As in the field, so it was in her home in Bel-Air, where the crew and editors would be served the same food, and at the same time and place she and Tito Johnny and her children would dine. She was a meticulous cook and a great gourmand who knew that the secret of good food was its simplicty and the quality of ingredients.

Once, back from London, she showed me her treasure: a perfect truffle that had been packed in her handcarry. She was going to mix it with bacalao. She served it to us that day, and when one of the crew members asked, “Ano ba ’yang special ingredient, ma’am? Hindi ko naman malasahan!”

Basta, nandyan ’yan! Mahal ’yan! Gagu!” she retorted.

Oh, about her “gagu” (pronounced with an exaggerated “U” at the end), so many people would be shocked at the way she would so liberally use the word. But you knew she was fond of you when she called you that.

What she would not allow herself to suffer was the presence of fools and hypocrites. Everyone else, no matter their stations in life, were to be appreciated and enjoyed as long as they were sincere, kind and unafraid of her. Often in the field, I would see her having great conversations with the folk, while self- important bureaucrats, eager to show her the latest developments in their barangays, would be treated with disinterest.

Contradictions

I often wonder these days, while coming to terms with her sudden death, about what made her such a unique and engaging individual. The word that comes to mind is “contradictions.” She knew when she needed to be one of the boys, one of the society amigas or one of the “baklurs.”

Though her roots (she was the daughter of a prominent Butuan political family), and her marriage to a scion of the Medina clan of Pampanga, could very well have turned her into just another “society lady,” she chose to enjoy the best of all possible worlds.

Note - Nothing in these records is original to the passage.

PR #1476, opened 2020-07-21
exposeInternalDebugTools: simplify code & cover additional hosts formats

missinglink:
following on from https://github.com/pelias/api/pull/1465 this PR:
- cleans up the code a bit by moving the logic responsible for generating ES host URLs to the elasticsearch client lib
- covers more edge cases, such as where hosts is a `string` or where it's an `object` but one of the props (such as `port`) is not set.

I also made a couple of minor changes:
- use a cleaner syntax for `const apiConfig =`.
- use `=== true` to test that the flags are enabled and not just 'truthy', such as when the value is the string 'false'.

### DIFF
--- a/controller/search.js
+++ b/controller/search.js
@@ -1,6 +1,4 @@
 const _ = require('lodash');
-const querystring = require('querystring');
-
 const searchService = require('../service/search');
 const logger = require('pelias-logger').get('api');
 const logging = require( '../helper/logging' );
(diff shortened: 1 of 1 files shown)


missinglink:
After thinking about this a bit more I realised we shouldn't even need to worry about checking `pelias/config` for es host values as we can just grab 'em straight from the client:

```javascript
const host = _.first(esclient.transport.connectionPool.getConnections(null, 1)).host;
```

Fixed via rebase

She could revel in erudition and good taste, while enjoying an occasional excursion into the realm of vulgarity. An instinctive knowledge of what was proper and correct tempered her flair and her passion.

The result was Sui Generis Susan who effortlessly mixed her old-school upbringing and practicality with a personal style devoid of artifice or pretension.

I once asked her what were the events that most shaped her strong personality. I still remember the answer clearly. Marriage to Johnny Medina (who passed on two years ago) and motherhood was her first answer. Getting both a local and foreign education was the second.

The third was when, as a young lady, she entered the Assumption Convent as a postulant, only to leave when one of her superiors told her that “she could find God outside the convent, as well as in.”

If finding God means exploring all one’s passions and creative urges, if it means being as many wonderfully contradicting personalities that you can be in one lifetime, then she must certainly have had a direct line.

Authentic. That is how I will always remember my Tita Susan.